(Excerpts from a dataset)
<<<<
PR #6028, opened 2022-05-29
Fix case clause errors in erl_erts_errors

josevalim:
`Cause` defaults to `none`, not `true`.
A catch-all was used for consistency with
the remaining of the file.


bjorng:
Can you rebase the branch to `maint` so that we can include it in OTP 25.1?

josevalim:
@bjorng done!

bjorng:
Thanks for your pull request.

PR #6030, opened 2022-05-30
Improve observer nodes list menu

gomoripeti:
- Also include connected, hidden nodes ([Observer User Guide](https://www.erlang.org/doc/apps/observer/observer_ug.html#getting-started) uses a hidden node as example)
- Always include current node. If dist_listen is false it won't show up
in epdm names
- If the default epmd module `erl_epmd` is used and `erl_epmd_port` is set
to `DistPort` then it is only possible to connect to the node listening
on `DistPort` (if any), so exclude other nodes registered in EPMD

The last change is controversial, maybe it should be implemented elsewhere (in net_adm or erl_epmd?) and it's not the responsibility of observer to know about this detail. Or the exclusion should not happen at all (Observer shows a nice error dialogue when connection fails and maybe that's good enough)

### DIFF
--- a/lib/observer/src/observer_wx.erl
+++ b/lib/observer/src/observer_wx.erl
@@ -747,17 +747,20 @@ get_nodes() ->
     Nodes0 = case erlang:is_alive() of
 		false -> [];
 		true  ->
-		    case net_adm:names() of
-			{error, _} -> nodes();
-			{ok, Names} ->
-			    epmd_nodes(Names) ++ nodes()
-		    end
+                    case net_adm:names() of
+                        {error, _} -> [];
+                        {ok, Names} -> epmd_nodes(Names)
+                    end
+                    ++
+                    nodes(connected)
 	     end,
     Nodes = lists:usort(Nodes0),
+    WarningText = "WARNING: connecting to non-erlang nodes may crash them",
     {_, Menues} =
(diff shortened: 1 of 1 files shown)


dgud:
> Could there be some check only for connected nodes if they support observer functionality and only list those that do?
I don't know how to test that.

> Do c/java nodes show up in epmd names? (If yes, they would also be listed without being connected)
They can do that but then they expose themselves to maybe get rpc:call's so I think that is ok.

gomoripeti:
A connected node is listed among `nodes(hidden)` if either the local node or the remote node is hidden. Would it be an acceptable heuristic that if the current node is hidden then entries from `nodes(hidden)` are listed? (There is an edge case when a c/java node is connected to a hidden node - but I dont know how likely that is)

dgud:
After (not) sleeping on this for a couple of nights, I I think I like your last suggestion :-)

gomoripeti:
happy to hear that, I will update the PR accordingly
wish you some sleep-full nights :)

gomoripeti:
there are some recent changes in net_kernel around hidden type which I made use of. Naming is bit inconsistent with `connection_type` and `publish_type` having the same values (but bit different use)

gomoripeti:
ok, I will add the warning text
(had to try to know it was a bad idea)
>>>>
:: EXERCISE PROMPT ::
Restate each entry word for word.

:: FINISHED TASK ::
PR #6028, opened 2022-05-29
Fix case clause errors in erl_erts_errors

josevalim:
`Cause` defaults to `none`, not `true`.
A catch-all was used for consistency with
the remaining of the file.


bjorng:
Can you rebase the branch to `maint` so that we can include it in OTP 25.1?

josevalim:
@bjorng done!

bjorng:
Thanks for your pull request.

PR #6030, opened 2022-05-30
Improve observer nodes list menu

gomoripeti:
- Also include connected, hidden nodes ([Observer User Guide](https://www.erlang.org/doc/apps/observer/observer_ug.html#getting-started) uses a hidden node as example)
- Always include current node. If dist_listen is false it won't show up
in epdm names
- If the default epmd module `erl_epmd` is used and `erl_epmd_port` is set
to `DistPort` then it is only possible to connect to the node listening
on `DistPort` (if any), so exclude other nodes registered in EPMD

The last change is controversial, maybe it should be implemented elsewhere (in net_adm or erl_epmd?) and it's not the responsibility of observer to know about this detail. Or the exclusion should not happen at all (Observer shows a nice error dialogue when connection fails and maybe that's good enough)

### DIFF
--- a/lib/observer/src/observer_wx.erl
+++ b/lib/observer/src/observer_wx.erl
@@ -747,17 +747,20 @@ get_nodes() ->
     Nodes0 = case erlang:is_alive() of
 		false -> [];
 		true  ->
-		    case net_adm:names() of
-			{error, _} -> nodes();
-			{ok, Names} ->
-			    epmd_nodes(Names) ++ nodes()
-		    end
+                    case net_adm:names() of
+                        {error, _} -> [];
+                        {ok, Names} -> epmd_nodes(Names)
+                    end
+                    ++
+                    nodes(connected)
 	     end,
     Nodes = lists:usort(Nodes0),
+    WarningText = "WARNING: connecting to non-erlang nodes may crash them",
     {_, Menues} =
(diff shortened: 1 of 1 files shown)


dgud:
> Could there be some check only for connected nodes if they support observer functionality and only list those that do?
I don't know how to test that.

> Do c/java nodes show up in epmd names? (If yes, they would also be listed without being connected)
They can do that but then they expose themselves to maybe get rpc:call's so I think that is ok.

gomoripeti:
A connected node is listed among `nodes(hidden)` if either the local node or the remote node is hidden. Would it be an acceptable heuristic that if the current node is hidden then entries from `nodes(hidden)` are listed? (There is an edge case when a c/java node is connected to a hidden node - but I dont know how likely that is)

dgud:
After (not) sleeping on this for a couple of nights, I I think I like your last suggestion :-)

gomoripeti:
happy to hear that, I will update the PR accordingly
wish you some sleep-full nights :)

gomoripeti:
there are some recent changes in net_kernel around hidden type which I made use of. Naming is bit inconsistent with `connection_type` and `publish_type` having the same values (but bit different use)

gomoripeti:
ok, I will add the warning text
(had to try to know it was a bad idea)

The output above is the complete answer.